Calculating the Total Property Demage Cost and the Total Crop Demage Cost is possible to identify types of events have the greatest economic consequences in a list of top 15 events type.
library(knitr)
# Sum all Property Demage Cost and Crop Damage Cost
PROPDMGTOTAL <- aggregate(SDsub$PROPDMGCOST, by=list(SDsub$EVTYPE), sum)
CROPTOTAL <- aggregate(SDsub$CROPCOST, by=list(SDsub$EVTYPE), sum)
# Merge and rename columns
TOTALCOST <- merge(PROPDMGTOTAL, CROPTOTAL, "Group.1")

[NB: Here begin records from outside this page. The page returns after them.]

PR #1735, opened 2020-07-21
Performance: improve scRGB to sRGB conversion by ~8%

lovell:
Hello, I think we can safely remove the `isinf` checks as the values are clipped before use (this represents about half of the savings).

The `CLIP` macro was missing an `else`, which I think was preventing the compiler from detecting this as a "clip a value" operation.

Out-of-gamut tracking is optional and at a slight cost so we can remove it where the return value is ignored.

Before:
```
225,846,621  ???:vips_col_scRGB2sRGB_8 [/usr/local/lib/libvips.so.42.12.3]
 31,367,336  ???:vips_scRGB2sRGB_gen [/usr/local/lib/libvips.so.42.12.3]
```
After:
```
198,858,660  ???:vips_col_scRGB2sRGB_8 [/usr/local/lib/libvips.so.42.12.3]
 31,365,334  ???:vips_scRGB2sRGB_gen [/usr/local/lib/libvips.so.42.12.3]
```

(All these timings are using gcc v9.2.1 with the `-O3` flag.)

### DIFF
--- a/libvips/colour/LabQ2sRGB.c
+++ b/libvips/colour/LabQ2sRGB.c
@@ -238,7 +238,7 @@ vips_col_XYZ2scRGB( float X, float Y, float Z, float *R, float *G, float *B )
 /* Turn scRGB into sRGB. Return og=1 for out of gamut - rgb will contain an 
  * approximation of the right colour.
  *
- * Return -1 for NaN, Inf etc. 
+ * Return -1 for NaN.
  */
 static int
 vips_col_scRGB2sRGB( int range, int *lut, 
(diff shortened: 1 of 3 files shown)


jcupitt:
Nice!

kleisauke:
Great! I wonder if we can safely change these `VIPS_FCLIP`  to `VIPS_CLIP` as well?

https://github.com/libvips/libvips/blob/7c413f88725d8055660e0bd551bedbb68e8501a1/libvips/colour/scRGB2sRGB.c#L143
https://github.com/libvips/libvips/blob/10c4831a709063189d67b7d6076b1b26bf62b2b2/libvips/colour/scRGB2BW.c#L116

jcupitt:
Yes, I think so. 

```C
q[j] = VIPS_CLIP( 0, (int) (p[j] * 256.0), USHRT_MAX ); 
```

colnames(TOTALCOST) <- c("EVTYPE", "PROPDMGTOTAL", "CROPTOTAL")
# All Total
TOTALCOST$TOTAL <- TOTALCOST$PROPDMGTOTAL + TOTALCOST$CROPTOTAL
# Order by max to min and preparing table.
TOTALCOST <- TOTALCOST[order(-TOTALCOST$TOTAL),]
colnames(TOTALCOST) <- c("Event Type", "Property Damage Total [USD]", "Crop Damage Total [USD]", "Total Damage Cost [USD]")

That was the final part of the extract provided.